1. Field of the Invention
The present invention relates to the field of computer systems and associated cache memory structures. More particularly, the present invention relates to a cache controller and associated registers to maintain cache consistency during multiple overlapping cache access operations.
2. Art Background
Typically a central processing unit (CPU) in a computer system operates at a substantially faster speed than main memory. When the CPU executes instructions faster than memory can supply them, the CPU must idle until the next instruction datum upon which the instruction will operate is available. CPU idle time adversely affects system performance. To avoid unnecessary CPU idle time while awaiting data or instructions from the large main memory, a smaller cache memory capable of operating at a higher speed than the main memory is often used to buffer the data and the instructions between the main memory and the CPU. The data and instructions in memory locations of the main memory are mapped into the cache memory in block frames. Each block frame consists of a block offset corresponding to a number of memory locations storing data and instructions associated with that block. Access to a block frame of the cache is typically made via a cache directory storing physical address tags and status bits corresponding to the respective block frames.
When a cache read "miss" occurs, that is, when the datum or instruction requested by the CPU is not in the cache memory, the cache memory must retrieve the datum or instruction from the main memory. To do so, typically the entire block frame of data or instructions including the requested datum or instruction is retrieved, and the CPU idles until the entire block frame retrieval is completed. Many other cache performance problems and improvement techniques exist, the reader being referred to, for example, J. L. Hennessy and D. A. Patterson, Computer Architecture--A Quantitative Approach, pp. 454-61, (Morgan Kaufmann, 1990).

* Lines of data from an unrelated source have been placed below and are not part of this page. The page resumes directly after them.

PR #2659, opened 2025-08-05
Overhaul connections, error handling, and loadOne/loadMany

benjie:
:sweat_smile:


jemgillam:
I am getting an interesting error on writing some tests 

```
LoadedRecordStep could not find the parent LoadManyStep; instead found Access{4}<27.item>[28]
```

PR #2660, opened 2025-08-05
connections: grafast connection tests

jemgillam:
## Description

Some tests for
#2659 

- Better error given for connections when using eg first & before


grafast/grafast/__tests__/dcc/dcc-schema.ts
```diff
@@ -394,6 +432,10 @@ export const makeBaseArgs = () => {
             const $items = get($crawler, "items");
             return lambda([$items, $first], applyLimit);
           },
+          itemsConnection($crawler, fieldArgs) {
+            const $items = get($crawler, "items");
+            return connection($items, { fieldArgs });
+          },
```
benjie, line 438: We need a plan resolver on the other types too

benjie (approved):

PR #2675, opened 2025-08-20
Fix `relatedNode=null` bug after polymorphism overhaul

slaskis:
## Description

As [discussed in Discord](https://discord.com/channels/489127045289476126/498852330754801666/1407381647254356018) I have an issue with subscriptions after upgrading from v5 beta 33 to beta 46 where they no longer include the relatedNode in the subscription output. 

This PR adds a test which showcase the issue based on a [simplified "ouch-my-finger" example](https://github.com/slaskis/ouch-my-finger/pull/1).

## Performance impact

unknown

## Security impact

unknown

## Checklist


postgraphile/postgraphile/__tests__/queries/v4/sub.json5
```diff
@@ -0,0 +1,20 @@
+[
+  {
+    data: {
+      listen: {
+        __typename: "ListenPayload",
+        relatedNodeId: "WyJYIiwxXQ==",
+        relatedNode: null,
```
slaskis: I believe these show the current issue, not sure how to write an expect for this in the test yet...

postgraphile/postgraphile/__tests__/queries/v4/sub.test.graphql
```diff
@@ -0,0 +1,22 @@
+#> schema: ["sub"]
+#> subscriptions: true
+#> simpleSubscriptions: true
+#> directPg: true
+#> checkErrorSnapshots: false
+#! const query = 'select sub.insert_x($1)';
+#! await pgClient.query(query, ["a"]);
+#! await waitFor(() => payloads.length >= 1, 15000);
+#! await pgClient.query(query, ["b"]);
+#! await waitFor(() => payloads.length >= 2, 15000);
```
benjie: I think you want an assertion like this; have a look at the incremental (stream/defer) tests to see what the format should be.

```suggestion
#! await waitFor(() => payloads.length >= 2, 15000);
## expect(payloads[0].listen.relatedNode).toBeTruthy()
```

postgraphile/postgraphile/__tests__/queries/v4/sub.test.graphql
```diff
@@ -0,0 +1,22 @@
+#> schema: ["sub"]
+#> subscriptions: true
+#> simpleSubscriptions: true
```
benjie: Please create a mutation test with the same configuration and perform:

```graphql
mutation {
  insertX(name: "Foo") {
    x {
      nodeId
      id
      name
    }
  }
}
```

This will confirm the nodeId that we're aiming for - they need to match.

postgraphile/postgraphile/__tests__/helpers.ts
```diff
@@ -575,7 +575,7 @@ export async function runTestQuery(
               payloads,
               errors,
               queries,
-              extensions: payloads[0].extensions,
+              extensions: payloads[0]?.extensions,
```
benjie, line 584: Ah; for a subscription with no events there'd be no payloads - got it. So you should also mod the block on line 569 too - we don't want to try and re-sort these. Something like:

```ts
const payloads =
  operationType === "subscription"
    ? payloads
    : ([
        originalPayloads[0],
        ...originalPayloads.slice(1).sort(sortPayloads),
      ] as AsyncExecutionResult[]);
```

postgraphile/postgraphile/__tests__/queries/v4/sub.test.graphql
slaskis: nice, that's much better than a pr comment :)

postgraphile/postgraphile/__tests__/queries/v4/sub.test.graphql
slaskis: added!

PR #2705, opened 2025-09-08
Don't send empty invalidation notifications in postgraphile_watch

zarybnicky:
Fixes an issue where the schema was rebuilding on every drop of pg_temp, namely after the end of every session with REFRESH MATERIALIZED VIEW CONCURRENTLY. That resulted in not one but two invalidation notification: a `type: ddl` with an empty payload, and a `type: drop` with payload of `["pg_temp"]`.

`pg_temp` is a special per-session schema which gets used in `CONCURRENTLY` commands and it is where `TEMPORARY` objects get created, and I'm confident these changes shouldn't invalidate the schema.

I'm less sure about not sending notifications in the case where `pg_event_trigger_ddl_commands()` returns zero rows. Looking into its behavior, it seems to me it should return zero rows only in the case of internal housekeeping operations (like this operation which is an effective `DROP SCHEMA pg_temp`), and I haven't found any such situation where postgraphile was actually supposed to invalidate.

(Should I add a changeset or change anything else? I looked for some guidance but likely in the wrong place :) )

### DIFF
--- a/graphile-build/graphile-build-pg/src/watchFixtures.ts
+++ b/graphile-build/graphile-build-pg/src/watchFixtures.ts
@@ -21,30 +21,37 @@ drop schema if exists postgraphile_watch cascade;
 create schema postgraphile_watch;
 
 create function postgraphile_watch.notify_watchers_ddl() returns event_trigger as $$
+declare
+  ddl_commands json;
 begin
-  perform pg_notify(
-    'postgraphile_watch',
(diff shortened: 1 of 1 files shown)


benjie:
Closing in favour of #2709

(Note: in future you should contribute via a branch on your fork, that way the maintainer can push fixes to your branch.)

PR #2711, opened 2025-09-14
Add graphile-build-pg pluins to its index export

JannisKoeksel:
## Description
The graphile-build-pg preset uses four plugins not exportet in graphile-build-pg index. I just added them.

## Performance impact

None

## Security impact

None

#


benjie (dismissed):
Thanks!

PR #2777, opened 2025-10-15
Implement queue for watchGather/watchSchema/etc

benjie:
Need to test this before merging.

### DIFF
--- a/.changeset/ninety-hairs-wave.md
+++ b/.changeset/ninety-hairs-wave.md
@@ -1,0 +1,9 @@
+---
+"graphile-build": patch
+"postgraphile": patch
+"grafserv": patch
+---
+
+Implement queue for `watchGather`/`watchSchema`/etc and integrate with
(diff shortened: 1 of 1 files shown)


benjie:
Tested via:

```sh
(for I in `seq 1 1000`; do echo 'create table my_table(id serial primary key, name text); drop table my_table;'; done) | psql watchtest
```

With 

```ts
let schemaCounter = 0;
const DelaySetPresetPlugin = {
  name: "DelaySetPresetPlugin",
  grafserv: {
    middleware: {
      setPreset(next, event) {
        return sleep(1000).then(next);
      },
    },
  },

  schema: {
    hooks: {
      finalize(schema, build) {
        console.log(`Produced ${++schemaCounter}th schema`);
        return schema;
      },
    },
  },
};
```

Running PostGraphile hooked up to this schema created 24 schemas total, even though the above should have triggered 2000 schema build notifications. The 1 second delay was clearly respected.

More recently, computer systems having multiple processors have become common, directed to increasing processing speed. In a multiple processor system, some or all of the several processors may simultaneously attempt to access the block frames stored in the cache, either for read or write purposes, and directing that data be routed to or from any of various input/output (I/O) devices. In a multiple processor (MP) system, proper system operation depends on maintaining proper correspondence of data stored in the cache with the corresponding processor, where any of several processors may access and alter cache-stored data. Correspondence of data to the proper processor is termed "cache consistency".
Previously, cache consistency in MP systems typically has been guaranteed by providing a duplicate copy of the cache directory. The duplicate directory is normally used to enable a processor on a bus interconnected to multiple processors to access information in the duplicate of the cache directory during a snoop operation without requiring access to the cache directory itself. However, with increasing cache size and, thus, increasing cache directory size, maintaining a duplicate copy of the directory can become costly in terms of actual cost and performance of the computer system.
Thus, it is desirable to provide a new approach for controlling a cache memory structure to maintain cache consistency in a computer system having multiple processors issuing multiple outstanding read and write operations in an overlapping, substantially contemporaneous fashion. It is particularly desirable if cache miss penalties are thereby reduced. It is also desirable if the hardware requirements necessary to implement the cache controller and associated control registers can be minimized.
As will be described in the following detailed description, these objects and desired results are among the objects and desired results of the present invention which overcomes the disadvantages of the prior art, and provides methods and cache memory controller for implementing a cache memory system for fetching data for a multiple-CPU computer system. The present invention reduces SRAM-intensive cache structures, while maintaining data consistency between caches and CPUs.